PH-responsive drug delivery by amphiphilic copolymer through boronate-catechol complexation

Stimuli-responsive micellar nanoparticles are gaining considerable attention in the field of drug delivery because of their great advantages of high efficiency in tumor accumulation through the enhanced permeability and retention effect and rapid drug release. In this study, a novel catechol moiety-containing amphiphilic, biodegradable polymeric carrier, monomethoxy poly(ethylene glycol)-block-poly(ε-caprolactone)-block-poly(L-lysine)- graft-[3-(3,4-dihydroxyphenyl)propionic acid], was employed for delivery of the anticancer drug bortezomib (BTZ) to cancer cells. The strategy is based on the facile conjugation of BTZ to catechol-containing polymeric carriers through boronate formation, which could dissociate in acidic environments to liberate its payload BTZ to inhibit proteasome function. This reducing BTZ-catechol interaction with decreasing pHvalue was demonstrated by microcalorimetry analysis using isothermal titration calorimetry. Notably, the obtained micellar BTZ complex that self-assembled from drug-loaded amphiphilic polymer was internalized effectively by MCF-7 breast cancer cells and resulted in significant 26Sproteasome inhibition.
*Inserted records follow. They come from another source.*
PR #1233, opened 2024-12-04
Temporary fix: Search with google

philhawksworth:
To help us assess alternatives for a better search experience for visitors with more complete and accurate results, we could direct search requests to a scoped search query on google.

This PR:
- Replaces the Orama search UI with a new search input which directs the query to Google's search
- Removes all Orama CSS, JS, and UI components
- Removes the Orama search index generation tasks from the build
- Removes any other Orama dependencies

Ideally we'll reinstate Orama once this is optimised suitably and includes all the search results we would expect. Or potentially an alternative service


ry (commented):
This is approved from a strategic perspective, would like @josh-collinsworth's review on code

_components/SearchInput.tsx
```diff
@@ -0,0 +1,31 @@
+export default function SearchInput() {
+  return (
+    <form action="https://www.google.co.uk/search" method="get" class="search">
```
lucacasonato, line 3:
```suggestion
    <form action="https://www.google.com/search" method="get" class="search">
```

uncenter:
Is there a tracking issue for future search improvements?

PR #1237, opened 2024-12-06
docs(security): mention --alllow-env wildcards

dandv:
I'm surprised this wasn't in the docs already. Is there a more in-depth treatment of the `--allow-env` flag somewhere else in the docs (not in [the blog post](https://deno.com/blog/v2.1#--allow-env-wildcards))?

### DIFF
--- a/runtime/fundamentals/security.md
+++ b/runtime/fundamentals/security.md
@@ -246,7 +246,8 @@ includes reading environment variables, and setting new values.
 
 Access to environment variables is granted using the `--allow-env` flag. This
 flag can be specified with a list of environment variables to allow access to
-specific environment variables.
+specific environment variables. Starting with Deno v2.1, you can now specify
+suffix wildcards to allow “scoped” access to environmental variables.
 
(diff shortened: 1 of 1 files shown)


runtime/fundamentals/security.md
```diff
@@ -256,8 +257,11 @@ deno run -E script.ts
 # or
 deno run --allow-env script.ts
 
-# Allow HOME and FOO environment variable
+# Allow HOME and FOO environment variables
 deno run --allow-env=HOME,FOO script.ts
+
+# Allow access to all environment variables starting with AWS_
+deno run --allow-env=AWS_* script.ts
```
kt3k, line 264: Probably it's better to surround the value with quotes as some shells try to expand `*` and fail:

```suggestion
deno run --allow-env="AWS_*" script.ts
```

kt3k (approved):
LGTM

runtime/fundamentals/security.md
dandv: The blog post doesn't quote them...

PR #1246, opened 2024-12-10
fix: type safety for yaml parsed file

securesvet:
`parsed` is now casted to `DescriptionItem` instead of being `unknown`

### DIFF
--- a/runtime/_data.ts
+++ b/runtime/_data.ts
@@ -292,7 +292,7 @@ export async function generateDescriptions(): Promise<Descriptions> {
     )
   ) {
     const file = await Deno.readTextFile(dirEntry.path);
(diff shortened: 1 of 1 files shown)


runtime/_data.ts
```diff
@@ -292,7 +292,7 @@ export async function generateDescriptions(): Promise<Descriptions> {
     )
   ) {
     const file = await Deno.readTextFile(dirEntry.path);
-    const parsed = yamlParse(file);
+    const parsed = yamlParse(file) as DescriptionItem;
```
kt3k, line 295: The code after here is for validating that `parsed` is in the form of `DescriptionItem`. It doesn't seem correct to cast this type to `DescriptionItem` here

PR #1259, opened 2024-12-12
adding the main navigation to the mobile nav sidebar, 

thisisjofrank:
adding a totop button to the API ref docs, adding the mobile nav to the API docs


philhawksworth (approved):
LGTM!

I see one slight issue with the sidebar scrolling away in the APIs sections. But I think we'd be better shipping this and addressing that as a fast follow than not having the ability to navigate around on mobile.

PR #1263, opened 2024-12-13
Examples redirects

thisisjofrank:
add redirects for renamed files and update dashes to underscores


philhawksworth (approved):
I think that's got it. Nice one!

PR #135, opened 2022-05-12
Change namespace for unzip

klevdiamanti:
Using zip::unzip instead of utils::unzip as this was failing in RStudio Workbench


AskPascal:
You will need to add the `zip` package to DESCRIPTION too: https://r-pkgs.org/description.html?q=depende#description-dependencies

klevdiamanti:
Fixing it asap.

PR #136, opened 2022-05-17
Use external action for commit and push in `document` workflow

AskPascal:


AskPascal:
Was not working as expected

PR #140, opened 2022-05-24
Do not run render-and-document workflow on main

AskPascal:
since main is protected, this workflow is expected to fail anyway...

example of this happening here: https://github.com/Olink-Proteomics/OlinkRPackage/runs/5839141095?check_suite_focus=true


kathy-nevola (approved):
LGTM

Issue #112, opened 2022-02-17
Wrong output for olink_dist_plot() in vignette


OlaCaster:
The vignette states that `olink_dist_plot()` outputs a list of `ggplot` objects, when in fact it directly returns a `ggplot`. The function documentation is correct.

PR #141, opened 2022-05-25
Notes 3.1

kathy-nevola:
Fixing notes for devtools::check and updating news.

Also fix Issue #112


kathy-nevola:
@klevdiamanti I noticed the ordering on the figures for pathway enrichment wasnt working so I fixed it. Can you please review?

klevdiamanti:
> @klevdiamanti The 3K.zip file was too large so I had to remove it from the build and comment out the associated tests. Let me know if you would like to replace it with a smaller datefile to test. From the devtools::test_coverage, this test only added 0.5% more coverage to the unit tests (from 70.79% to 70.41%)

I think we can release as is, and I will make a new smaller test file. Apologies for this, I did not think about file size when implementing.

klevdiamanti:
> @klevdiamanti I noticed the ordering on the figures for pathway enrichment wasnt working so I fixed it. Can you please review?

These modifications look great to me and they work like a charm. I am not merging as others mentioned that they might take a look at this PR.

PR #156, opened 2022-06-17
NPX read to handle Panel_Version or Panel_Lot_Nr

klevdiamanti:
# Title: read_NPX to handle colnames not matching old or new colnames
**Problem:** read_NPX was crashing when Panel_Version was named Panel_Lot_Nr while colanmes were still the same as the old expected colnames. This was not exactly a bug as we were not aware of the existance of this combination, but we are fixing it so that it can be handled as a bug.

I used this chance to shorten the example datasets used for unit testing, and un-commented the tests for it.

**Solution:** Changed it so that read_NPX can accept either Panel_Version or Panel_Lot_Nr.

## Checklist

## Type of changes

- [x] Bugfix (non-breaking change which fixes an issue) (link the issue on the right)
- [ ] Documentation Update 
- [x] Other (allow unit test for large test file to work again)


AskPascal (changes requested):
There is also an updated needed here imho:
https://github.com/Olink-Proteomics/OlinkRPackage/blob/9d7fdb641cf26461f3843dadfe342ecd7ac5038b/OlinkAnalyze/R/Read_NPX_data.R#L146-L153

AskPascal (approved):
LGTM

PR #170, opened 2022-08-16
Make read_NPX() warn on projects were certain samples were not run for a certain panel

AskPascal:
**Problem:** Copy from Kanban board: _In cases where some samples are run on some, but not all, panels on Target 96 samples will be read in with NA in NPX and will look like samples ran on all panels. May be useful for read_NPX() to throw a warning when something has NA in the NPX column so we know we need to look into it more._
_"The following samples have NA NPX values for the following panels" or something like that?_

**Solution:** Implemented some code to check for these cases and throw a clear warning to inform the user that further checks might be required

## Checklist
- [ ] Make sure you are make a pull request against either **main or develop** (left side). (Requesting to main should be reserved for bugfixes and new releases)
  - Im suggesting to merge this into another branch that contains changes to the same functions

## Type of changes

- [ ] Documentation Update 
- [ ] Other (explain)


MasoumehSheikhi (commented):
There are a bunch of functions with changes. I marked the ones that I reviewed but I'm not sure if it would show you exactly which one was viewed by me. Those that I reviewed looked good and worked with my examples. Please let me know if it didn't tell you which ones I had marked as viewed.

PR #206, opened 2022-12-13
PCA index

amrita-kar:
# Title: PCA plot removing the Index dependence 
**Problem:** The PCA plot fails when there is a interchange between Index and SampleID.

**Solution:** I changed the npxProcessing.R function to group_by only SampleID and not Index field anymore. To check this I randomized the Index field to contain SampleIDs instead of Index. As a result, even if there is an interchange between SampleID and Index the npx processing can happen with SampleIDs only.

**Key Features:**

* The above changes were tested on the PCA plot only for now comparing the old PCA minimal PCA plot with the PCA plot with index dependence removed 

## Checklist

## Type of changes

- [ ] Documentation Update 
- [ ] Other (explain)

## Further comments

- I have only tested the PCA plots on unit testing. This may affect other plots too
- I will be testing this fix also on other plots like UMap and some other plots maybe (need to check on which ones relate to Index issue).


OlinkAnalyze/tests/testthat/test-pca_plot.R
```diff
@@ -218,6 +224,18 @@ test_that("minimal PCA plot", {
 
   vdiffr::expect_doppelganger("PCA plot - label outliers", pca_plot_outliers[[1]])
 
+  #Removing Index dependence in PCA plot
+  ids <- sample(npx_data1$SampleID, 100, replace = T)
+  ids <- gsub("A|B","",ids)
+  ids <- unique(sort(as.numeric(ids)))
```
AskPascal, line 230: There is a control sample in the list of ids at this stage which is not numeric but is called "CONTROL_SMPLE_S" which leads to a warning here...

MasoumehSheikhi (dismissed):
- [x] In "npxProcessing.R" file, remove Index from lines 56 and 160

- [x] Example: npx_data1 |> filter(!str_detect(SampleID,'CONT')) |> mutate(Index=if_else(Panel=='Olink Cardiometabolic', Index+1L, Index)) |>
     olink_pca_plot(quiet = TRUE)

amrita-kar:
> * [x]  In "npxProcessing.R" file, remove Index from lines 56 and 160
> * [ ]  Example: npx_data1 |> filter(!str_detect(SampleID,'CONT')) |> mutate(Index=if_else(Panel=='Olink Cardiometabolic', Index+1L, Index)) |>
>   olink_pca_plot(quiet = TRUE)

amrita-kar:
Also deleted 'Index' on line 157

AskPascal:
As we now rely on SampleID being unique. Should we check for that somewhere? Or do we do that already?

Something along these lines might be helpful:
```
df %>% group_by(SampleID, OlinkID) %>% tally()
```

PR #220, opened 2023-01-26
allow read_NPX support extended and simple NPX files

klevdiamanti:
# Title: Allow read_NPX to read extended NPX files
**Problem:** After the latest update of OA read_NPX was crashing when reading in extended NPX files. This was because the extended NPX files contained a column called Sample_Type, but no column called ExploreVersion. read_NPX expected an exact match that was not there.

**Solution:** Extnded NPX column names were added to the function. Also, read_NPX does not crash when unexpetded column names are provided.

**Key Features:**

* read_NPX does not crash when unexpetded column names are provided
* read_NPX natively handels EXTENDED NPX files

## Checklist

## Type of changes

- [X] Code style update (formatting, renaming)
- [X] Documentation Update 
- [ ] Other (explain)


Orbmac (commented):
Seem to be working fine. I first saved a test extended file as XLSX but noticed that wont work. But maybe we cant even save explore as ELSX files.

PR #294, opened 2023-11-02
News and Description Update

kathy-nevola:
Minor update to news and description in preparation for next release


amrita-kar (approved):
Went through the OA board to check the changes.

Furthermore, the micellar BTZ complex induced remarkable apoptosis on MCF-7 and HeLa cancer cells and exhibited little toxicity on HEK293 normal cells. More importantly, systemic delivery of micellar BTZ complex prolonged its blood circulation and resulted in significant accumulation in the tumor site relative to free drug, thus suggesting therapeutic promise for micellar BTZ delivery in cancer therapy. Trigger happy: A pH-triggered drug-delivery system based on the pH-responsive interaction between the drug bortezomib (BTZ) and a catechol moiety-containing amphiphilic, biodegradable copolymer has been constructed (see scheme; DHPPA=3-(3,4- dihydroxyphenyl)propionic acid). The drug-loaded nanomicelles (M(DB)) not only exhibit damage to cancer cells rather than normal cells invitro, but also accumulate at tumor sites invivo.